**Task to carry out**
Each entry must be written out again exactly as it stands.

Items from a dataset
PR #7814, opened 2024-11-14
[firtool] Run CSE on classes

youngar:
This runs CSE on all operations underneath the circuit. This also moves it up before the rest of the FModule passes run, as the Any pipeline will not merge with them.

### DIFF
--- a/lib/Firtool/Firtool.cpp
+++ b/lib/Firtool/Firtool.cpp
@@ -59,15 +59,14 @@ LogicalResult firtool::populateCHIRRTLToLowFIRRTL(mlir::PassManager &pm,
 
   pm.nest<firrtl::CircuitOp>().addPass(firrtl::createInjectDUTHierarchyPass());
 
+  if (!opt.shouldDisableOptimization())
+    pm.nest<firrtl::CircuitOp>().nestAny().addPass(mlir::createCSEPass());
+
   pm.nest<firrtl::CircuitOp>().nest<firrtl::FModuleOp>().addPass(
       firrtl::createPassiveWiresPass());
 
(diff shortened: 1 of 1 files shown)


lib/Firtool/Firtool.cpp
```diff
@@ -59,16 +59,15 @@ LogicalResult firtool::populateCHIRRTLToLowFIRRTL(mlir::PassManager &pm,
...
+
   pm.nest<firrtl::CircuitOp>().nest<firrtl::FModuleOp>().addPass(
       firrtl::createPassiveWiresPass());
 
   pm.nest<firrtl::CircuitOp>().nest<firrtl::FModuleOp>().addPass(
       firrtl::createDropNamesPass(opt.getPreserveMode()));
 
-  if (!opt.shouldDisableOptimization())
-    pm.nest<firrtl::CircuitOp>().nest<firrtl::FModuleOp>().addPass(
-        mlir::createCSEPass());
```
seldridge, line 70: Is there any benefit in running twice or keeping this here to run on `FModuleOp`? Or: is CSE blocked on things with different names / does `DropNames` expose work for CSE?

seldridge (approved):

lib/Firtool/Firtool.cpp
youngar: Should be OK I think.  CSE will only remove the ops marked Pure, and anything FNamable is not Pure.

youngar:
@uenoku I merged this as is, but I agree with what you said offline: it seems like it would be a great idea to push this as far to the front of the pipeline as we can.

**Solution to this problem**
PR #7814, opened 2024-11-14
[firtool] Run CSE on classes

youngar:
This runs CSE on all operations underneath the circuit. This also moves it up before the rest of the FModule passes run, as the Any pipeline will not merge with them.

### DIFF
--- a/lib/Firtool/Firtool.cpp
+++ b/lib/Firtool/Firtool.cpp
@@ -59,15 +59,14 @@ LogicalResult firtool::populateCHIRRTLToLowFIRRTL(mlir::PassManager &pm,
 
   pm.nest<firrtl::CircuitOp>().addPass(firrtl::createInjectDUTHierarchyPass());
 
+  if (!opt.shouldDisableOptimization())
+    pm.nest<firrtl::CircuitOp>().nestAny().addPass(mlir::createCSEPass());
+
   pm.nest<firrtl::CircuitOp>().nest<firrtl::FModuleOp>().addPass(
       firrtl::createPassiveWiresPass());
 
(diff shortened: 1 of 1 files shown)


lib/Firtool/Firtool.cpp
```diff
@@ -59,16 +59,15 @@ LogicalResult firtool::populateCHIRRTLToLowFIRRTL(mlir::PassManager &pm,
...
+
   pm.nest<firrtl::CircuitOp>().nest<firrtl::FModuleOp>().addPass(
       firrtl::createPassiveWiresPass());
 
   pm.nest<firrtl::CircuitOp>().nest<firrtl::FModuleOp>().addPass(
       firrtl::createDropNamesPass(opt.getPreserveMode()));
 
-  if (!opt.shouldDisableOptimization())
-    pm.nest<firrtl::CircuitOp>().nest<firrtl::FModuleOp>().addPass(
-        mlir::createCSEPass());
```
seldridge, line 70: Is there any benefit in running twice or keeping this here to run on `FModuleOp`? Or: is CSE blocked on things with different names / does `DropNames` expose work for CSE?

seldridge (approved):

lib/Firtool/Firtool.cpp
youngar: Should be OK I think.  CSE will only remove the ops marked Pure, and anything FNamable is not Pure.

youngar:
@uenoku I merged this as is, but I agree with what you said offline: it seems like it would be a great idea to push this as far to the front of the pipeline as we can.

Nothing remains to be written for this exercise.